O primeiro comentário que faço é com minha esposa: “Eu nunca ouvi falar nem em boi no Piauí, quanto mais que o boi teria surgido lá”, ela afirma, aqui o boi como sinônimo de bumba meu boi, a manifestação cultural, não aquele que vai ao matadouro e berra menos que o homem, como na máxima de Torquato Neto, o ilustre piauiense da Tropicália: “Leve um boi e um homem ao matadouro. Aquele que berrar mais é o homem, mesmo que seja o boi”.

Como a bandeira maranhense idealizada pelo poeta Sousândrade, o bumba meu boi traz elementos das três raças que constituíram o povo do Maranhão: o negro, o índio e o branco. Para o folclorista Luís da Câmara Cascudo, “o bumba meu boi surgiu no meio da escravaria do nosso país, bailando, saltando, espalhando o povo folião, suscitando grito, correria, emulação. O negro, que desejava reviver as folganças que trouxera da terra distante, para distender os músculos e afogar as mágoas do cativeiro nos meneios febricitantes de danças lascivas, teve participação decisiva nessa criação genial, nela aparecendo dançando, cantando, enfim, vivendo. Os indígenas logo simpatizaram com a ‘brincadeira’, foram conquistados por ela e passaram a representá-la, incorporando-lhe também suas características. O branco entrou de quebra, como o elemento a ser satirizado e posto em cheque pela sua situação dominante”.

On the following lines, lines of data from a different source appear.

PR #2376, opened 2021-12-02
Add source image orientation to copyExternalImageToTexture

### LINKED ISSUE #2324: Adding invertY and preMultiplyAlpha options to copyExternalImageToTexture
It would be very nice to add these options to copyEITT, much in the same way we have them in `ImageBitmap`.

I have read #2110.

From @kenrussell:
> The only other reason control over the vertical flip would be needed is for ImageBitmaps, and it doesn't seem necessary to me to support that; the web app should just not flip its ImageBitmaps when it intends to import them to WebGPU

In Babylon.js we do need to invertY the texture in some cases so that our code works both in WebGL and WebGPU. When we need it (actually it's most of the time), we must do an additional pass to invertY the texture (requiring also a temporary texture), whereas it *seems* it would be very easy to add the options to the copyEITT function (there's already a render pass internally to perform the copy - at least in Dawn) and would be better for perf because the Y inversion would be done at copy time, so would be essentially free.

In Babylon.js we do see a difference in perf between WebGL and WebGPU when using a GUI which is updated each frame (so the source of copyEITT is a canvas) because of this additional render pass.

There's the same case to be made for preMultiplyAlpha, but even if only invertY can get in we would already be very happy!

shaoboyan:
Resolved #2324

***
<a href="https://pr-preview.s3.amazonaws.com/shaoboyan/gpuweb/pull/2376.html" title="Last updated on Dec 7, 2021, 7:50 PM UTC (29c7696)">Preview</a> | <a href="https://pr-preview.s3.amazonaws.com/gpuweb/gpuweb/2376/e032ddd...shaoboyan:29c7696.html" title="Last updated on Dec 7, 2021, 7:50 PM UTC (29c7696)">Diff</a>

***
<a href="https://pr-preview.s3.amazonaws.com/shaoboyan/gpuweb/pull/2376.html" title="Last updated on Dec 21, 2021, 10:24 PM UTC (1b75a85)">Preview</a> | <a href="https://pr-preview.s3.amazonaws.com/gpuweb/gpuweb/2376/e032ddd...shaoboyan:1b75a85.html" title="Last updated on Dec 21, 2021, 10:24 PM UTC (1b75a85)">Diff</a>

### DIFF
--- a/spec/index.bs
+++ b/spec/index.bs
@@ -5920,7 +5920,9 @@ dictionary GPUImageCopyExternalImage {
     ::
         Describes whether the source image is vertically flipped, or not.
        
-        If this option is set to `true`, copy starts from the bottom row of the source.
+        If this option is set to `true`, copy starts from the bottom row of the source region,
+        and {{GPUImageCopyExternalTexture/origin}} is relative to the bottom-left
+        corner, increasing upward.
 </dl>
 
 ### Buffer Copies ### {#buffer-copies}
--- a/spec/index.bs
+++ b/spec/index.bs
@@ -5921,7 +5921,7 @@ dictionary GPUImageCopyExternalImage {
         Describes whether the source image is vertically flipped, or not.
        
         If this option is set to `true`, copy starts from the bottom row of the source region,
-        and {{GPUImageCopyExternalTexture/origin}} is relative to the bottom-left
+        and {{GPUImageCopyExternalImage/origin}} is relative to the bottom-left
         corner, increasing upward.
 </dl>
 
--- a/spec/index.bs
+++ b/spec/index.bs
@@ -5899,7 +5899,7 @@ various encodings allowed by {{GPUQueue/copyExternalImageToTexture()}}.
 dictionary GPUImageCopyExternalImage {
     required (ImageBitmap or HTMLCanvasElement or OffscreenCanvas) source;
     GPUOrigin2D origin = {};
-    boolean originBottomLeft = false;
+    boolean flipY = false;
 };
 </script>
 
@@ -5913,16 +5913,17 @@ dictionary GPUImageCopyExternalImage {
 
     : <dfn>origin</dfn>
     ::
-        Defines the origin of the copy - the minimum corner of the source sub-region to copy from.
+        Defines the origin of the copy - the minimum (top-left) corner of the source sub-region to copy from.
         Together with `copySize`, defines the full copy sub-region.
     
-    : <dfn>originBottomLeft</dfn>
+    : <dfn>flipY</dfn>
     ::
         Describes whether the source image is vertically flipped, or not.
        
-        If this option is set to `true`, copy starts from the bottom row of the source region,
-        and {{GPUImageCopyExternalImage/origin}} is relative to the bottom-left
-        corner, increasing upward.
+        If this option is set to `true`, the copy is flipped vertically: the last row of the source
+        region is copied into the first row of the destination region, and so on.
+        The {{GPUImageCopyExternalImage/origin}} option is still relative to the top-left corner
+        of the source image, increasing downward.
 </dl>
 
 ### Buffer Copies ### {#buffer-copies}
--- a/spec/index.bs
+++ b/spec/index.bs
@@ -5858,7 +5858,6 @@ operation, not the semantics of the destination texture.
 dictionary GPUImageCopyTextureTagged : GPUImageCopyTexture {
     GPUPredefinedColorSpace colorSpace = "srgb";
     boolean premultipliedAlpha = false;
-    boolean originBottomLeft = false;
 };
 </script>
 
@@ -5889,19 +5888,6 @@ dictionary GPUImageCopyTextureTagged : GPUImageCopyTexture {
         2d canvases are [[html#premultiplied-alpha-and-the-2d-rendering-context|always premultiplied]],
         while WebGL canvases can be controlled via <l spec=html>[=WebGLContextAttributes=]</l>.
         {{ImageBitmap}} premultiplication can be controlled via {{ImageBitmapOptions}}.
-
-    : <dfn>originBottomLeft</dfn>
-    ::
-        Describes whether the origin (0, 0) to copy from source image is bottom left corner, or not.
-       
-        If this option is set to `true` and the origin (0, 0) of {{GPUImageCopyExternalImage/source}} is top left corner,
-        the source values must be flipped along the vertical axis to change the origin (0, 0) to bottom left corner.
-
-        Note:
-        If {{GPUImageCopyTextureTagged/originBottomLeft}} matches the source image, no conversion occurs.
-        Origin (0, 0) of 2d canvases are [[html#2dcontext|always top left corner]]. Origin (0, 0) of webgl
-        canvases are always top left corner. Origin (0, 0) of webgpu canvases are [[#coordinate-systems|always top left corner]].
-        While {{ImageBitmap}} origin (0, 0) can be controlled via {{ImageBitmapOptions}}.
 </dl>
 
 Issue: Define (and test) the encoding of color values into the
@@ -5913,6 +5899,7 @@ various encodings allowed by {{GPUQueue/copyExternalImageToTexture()}}.
 dictionary GPUImageCopyExternalImage {
     required (ImageBitmap or HTMLCanvasElement or OffscreenCanvas) source;
     GPUOrigin2D origin = {};
+    boolean originBottomLeft = false;
 };
 </script>
 
@@ -5928,6 +5915,12 @@ dictionary GPUImageCopyExternalImage {
     ::
         Defines the origin of the copy - the minimum corner of the source sub-region to copy from.
         Together with `copySize`, defines the full copy sub-region.
+    
+    : <dfn>originBottomLeft</dfn>
+    ::
+        Describes whether the source image is vertically flipped, or not.
+       
+        If this option is set to `true`, copy starts from the bottom row of the source.
 </dl>
 
 ### Buffer Copies ### {#buffer-copies}
--- a/spec/index.bs
+++ b/spec/index.bs
@@ -5858,6 +5858,7 @@ operation, not the semantics of the destination texture.
 dictionary GPUImageCopyTextureTagged : GPUImageCopyTexture {
     GPUPredefinedColorSpace colorSpace = "srgb";
     boolean premultipliedAlpha = false;
+    boolean originBottomLeft = false;
 };
 </script>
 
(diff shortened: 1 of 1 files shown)


spec/index.bs
```diff
@@ -5888,6 +5889,19 @@ dictionary GPUImageCopyTextureTagged : GPUImageCopyTexture {
...
+    ::
+        Describes whether the origin (0, 0) to copy from source image is bottom left corner, or not.
+       
+        If this option is set to `true` and the origin (0, 0) of {{GPUImageCopyExternalImage/source}} is top left corner,
+        the source values must be flipped along the vertical axis to change the origin (0, 0) to bottom left corner.
+
+        Note:
+        If {{GPUImageCopyTextureTagged/originBottomLeft}} matches the source image, no conversion occurs.
+        Origin (0, 0) of 2d canvases are [[html#2dcontext|always top left corner]]. Origin (0, 0) of webgl
+        canvases are always top left corner. Origin (0, 0) of webgpu canvases are [[#coordinate-systems|always top left corner]].
```
shaoboyan, line 5903: WebGL has a hint https://www.khronos.org/registry/webgl/specs/latest/1.0/#2.4 here about the origin (0, 0). But I'm not sure whether we could have a link for it.

spec/index.bs
```diff
@@ -5858,6 +5858,7 @@ operation, not the semantics of the destination texture.
 dictionary GPUImageCopyTextureTagged : GPUImageCopyTexture {
     GPUPredefinedColorSpace colorSpace = "srgb";
     boolean premultipliedAlpha = false;
+    boolean originBottomLeft = false;
```
kainino0x, line 5861: I would move `originBottomLeft` to `GPUImageCopyExternalImage` instead.

I think it makes more sense to describe which corner of the source image to start reading from, rather than which corner of the destination texture to start writing to. Technically it doesn't make any difference, but in the mental model I think textures should always be written in the same direction.

spec/index.bs
```diff
@@ -5888,6 +5889,19 @@ dictionary GPUImageCopyTextureTagged : GPUImageCopyTexture {
         2d canvases are [[html#premultiplied-alpha-and-the-2d-rendering-context|always premultiplied]],
         while WebGL canvases can be controlled via <l spec=html>[=WebGLContextAttributes=]</l>.
         {{ImageBitmap}} premultiplication can be controlled via {{ImageBitmapOptions}}.
+
+    : <dfn>originBottomLeft</dfn>
+    ::
+        Describes whether the origin (0, 0) to copy from source image is bottom left corner, or not.
```
kainino0x, line 5895: (The text in this description even says it affects how to read the "source image" so it makes sense to put this option on the source.)

spec/index.bs
```diff
@@ -5888,6 +5889,19 @@ dictionary GPUImageCopyTextureTagged : GPUImageCopyTexture {
...
+       
+        If this option is set to `true` and the origin (0, 0) of {{GPUImageCopyExternalImage/source}} is top left corner,
+        the source values must be flipped along the vertical axis to change the origin (0, 0) to bottom left corner.
```
kainino0x, line 5898: Semantically, I don't think any image has a bottom-left origin. We could just as well call it `boolean flipY` if all images have a top-left origin. Even if some images had bottom-left origins in some sense, I would still consider reading from the bottom-left to be "y flipped" as they will always render from the top-left when used in, say, `drawImage()` (AFAIK).

In any case, I think the naming of `originBottomLeft` is unambiguous so the reader doesn't have to wonder about that. I would just update the text - instead of saying essentially "flip if the source corner is different", we can say something like "The source image is vertically flipped, so the copy starts from the bottom row of the source." Which is direct about where the copy starts, and slightly redundant for clarity.

(And I would avoid the use of "(0, 0)" to describe the orientation of the source image, as we already have `GPUImageCopyExternalTexture.origin` and it's ambiguous with that.)

spec/index.bs
```diff
@@ -5888,6 +5889,19 @@ dictionary GPUImageCopyTextureTagged : GPUImageCopyTexture {
...
+
```
kainino0x, line 5899: I think we also need a clarification about whether this changes the `GPUImageCopyExternalTexture.origin` to be relative to the bottom-left corner (increasing upward) (`origin: [1, 0]` would cut off the bottom of the image), or if it is actually in the coordinate space of the source image (`origin: [1, 0]` would cut off the top of the image).

Naming-wise, I think:
`originBottomLeft` strongly implies that `origin` is relative to the bottom left (because `.originBottomLeft` seems to refer to `.origin`).
`source.flipY` would weakly imply that it's still relative to the top left.
`destination.flipY` would strongly imply that it's still relative to the top left.

TBH I have no idea which is better.

spec/index.bs
kainino0x: I don't think it's necessary to mention different canvas types or different source types. I think we can tread canvases, ImageBitmaps, etc. all the same in that they just contain some (intrinsically oriented) 2d image data. We want to take advantage of that abstraction to simply describe whether we read bottom-up or top-down.

spec/index.bs
shaoboyan: Ref to [flipY](https://html.spec.whatwg.org/multipage/imagebitmap-and-animations.html#dom-imageorientation-flipy) in ImageBItmap, it has a more simple defination. It says, "_output must be flipped vertically, disregarding any image orientation metadata of the source (such as EXIF metadata), if any. "

Do you think we could adopt this description so that we can ignore the origin corner issue. (BTW, I think WebGL has the same meaning for [UNPACK_FLIP_Y_WEBGL](https://www.khronos.org/registry/webgl/specs/latest/1.0/#6.10))

kainino0x: AFAIK none of our source types can have orientation metadata, but it wouldn't hurt to be explicit about it anyway. (I am surprised that createImageBitmap ignores EXIF metadata though. I noticed that earlier too. Doesn't matter for us now since we don't have HTMLImageElement sources.)

I'd be fine with flipY, I don't have strong feelings, but I still slightly prefer originBottomLeft because I think it's less ambiguous. Either way will require a clarification about what `origin` means. And either way developers will figure it out without much trouble.

shaoboyan: Thanks! I'll adopt the `originBottomLeft`, move it to `GPUImageCopyExternalTexture` and update the words.

spec/index.bs
```diff
@@ -5914,6 +5915,12 @@ dictionary GPUImageCopyExternalImage {
     ::
         Defines the origin of the copy - the minimum corner of the source sub-region to copy from.
         Together with `copySize`, defines the full copy sub-region.
+    
+    : <dfn>originBottomLeft</dfn>
+    ::
+        Describes whether the source image is vertically flipped, or not.
+       
+        If this option is set to `true`, copy starts from the bottom row of the source.
```
kainino0x, line 5923: Should still clarify what `origin` means when this is set. I propose this for now, to be consistent with the naming of `originBottomLeft`:

```suggestion
        If this option is set to `true`, copy starts from the bottom row of the source region,
        and {{GPUImageCopyExternalTexture/origin}} is relative to the bottom-left
        corner, increasing upward.
```

kainino0x (commented):
LGTM with one clarification - after that I think the editors will need to discuss to make sure this is the wording we prefer (vs flipY, imageOrientation, or something else). Thanks!

kainino0x:
@toji and I tried to think through the scenarios of people using this, and how self-explanatory the name would be. We concluded that it's most straightforward to consider y-flip to be part of the copy operation, rather than part of the "source view" or "destination view", but also didn't really want to add an options dictionary to the copy just for this.

We also weakly agreed that having `origin` be consistently relative to the top-left corner of the src/dst was more intuitive than flipping the whole image and then using `origin` to index in the flipped image.

In practice, we don't expect people to be using this a whole lot, and they should be able to get it right once and then leave it alone. We tentatively think `GPUImageCopyExternalImage.flipY` (with the `origin` behavior inverted from the current PR) is the most concise/self-explanatory name that doesn't involve adding a new options dictionary.

Other possible names were `flipYDuringCopy`, `copyRowsReversed`, `copyYFlipped`, or something. ("Copy" to imply it's part of the operation and not part of the src view.)

Anyway let's not change the PR just yet. Would like to think/discuss just a bit more.

spec/index.bs
```diff
@@ -5899,6 +5899,7 @@ various encodings allowed by {{GPUQueue/copyExternalImageToTexture()}}.
 dictionary GPUImageCopyExternalImage {
     required (ImageBitmap or HTMLCanvasElement or OffscreenCanvas) source;
     GPUOrigin2D origin = {};
+    boolean originBottomLeft = false;
```
kainino0x, line 5902:
```suggestion
    boolean flipY = false;
```

spec/index.bs
```diff
@@ -5914,6 +5915,14 @@ dictionary GPUImageCopyExternalImage {
     ::
         Defines the origin of the copy - the minimum corner of the source sub-region to copy from.
         Together with `copySize`, defines the full copy sub-region.
+    
+    : <dfn>originBottomLeft</dfn>
```
kainino0x, line 5919:
```suggestion
    : <dfn>flipY</dfn>
```

spec/index.bs
```diff
@@ -5914,6 +5915,14 @@ dictionary GPUImageCopyExternalImage {
...
+    ::
+        Describes whether the source image is vertically flipped, or not.
+       
+        If this option is set to `true`, copy starts from the bottom row of the source region,
+        and {{GPUImageCopyExternalImage/origin}} is relative to the bottom-left
+        corner, increasing upward.
```
kainino0x, line 5925:
```suggestion
        If this option is set to `true`, the copy is flipped vertically: the last row of the source
        region is copied into the first row of the destination region, and so on.
        The {{GPUImageCopyExternalImage/origin}} option is still relative to the top-left corner,
        increasing downward.
```

kainino0x (commented):
Dzmitry and I agreed to just do the simplest thing here and describe the option as affecting the semantics of the copy (and un-invert the `origin`). Made the edits inline.

spec/index.bs
```diff
@@ -5914,6 +5915,14 @@ dictionary GPUImageCopyExternalImage {
     ::
         Defines the origin of the copy - the minimum corner of the source sub-region to copy from.
```
kainino0x, line 5916:
```suggestion
        Defines the origin of the copy - the minimum (top-left) corner of the source sub-region to copy from.
```

shaoboyan:
@kainino0x thanks for the change and I like the new name(It's quite straightforward)

kvark (approved):

spec/index.bs
```diff
@@ -5912,8 +5913,17 @@ dictionary GPUImageCopyExternalImage {
...
-        Defines the origin of the copy - the minimum corner of the source sub-region to copy from.
+        Defines the origin of the copy - the minimum (top-left) corner of the source sub-region to copy from.
         Together with `copySize`, defines the full copy sub-region.
+    
+    : <dfn>flipY</dfn>
+    ::
+        Describes whether the source image is vertically flipped, or not.
+       
+        If this option is set to `true`, the copy is flipped vertically: the last row of the source
+        region is copied into the first row of the destination region, and so on.
```
kainino0x, line 5924:
```suggestion
        If this option is set to `true`, the copy is flipped vertically: the bottom row of the source
        region is copied into the first row of the destination region, and so on.
```

toji (approved):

Cláudia Márcia Ferreira organizou o livro Festas populares brasileiras, onde aponta as denominações que a ‘brincadeira’ ganha no país: “Folguedo de origem ibérica, difundiu-se por todo o Brasil. Está presente nos mais variados festejos dos ciclos junino, natalino e carnavalesco, com denominações diferentes. Tem as seguintes variantes: boi-bumbá (Amazonas e Pará); boi-de-reis (Acre, Ceará, Paraíba e Espírito Santo); boi-calemba (Rio Grande do Norte); boi surubim (Ceará); boi malhadinho ou boi-pintadinho (Rio de Janeiro); boi ou boizinho (São Paulo e Rio Grande do Sul); e boi-de-mamão (Pernambuco e Santa Catarina). Como bumba-meu-boi ocorre nos estados do Maranhão, Piauí, Pernambuco, Alagoas e a Bahia”.

Domingos Vieira Filho, que hoje batiza importante Centro de Cultura Popular localizado na Praia Grande, um dos três bairros do Centro Histórico da capital maranhense, afirmou: “É quase certo que nos veio a folgança através dos negros escravos que saindo da Bahia atingiram o Maranhão através do Piauí. Em terras maranhenses se acrescentou de novos elementos num processo comum ao folclore, e se diferenciou da brincadeira do boi na área do Nordeste açucareiro, embora conserve muitos pontos em comum no que concerne ao fio temático e à personália”.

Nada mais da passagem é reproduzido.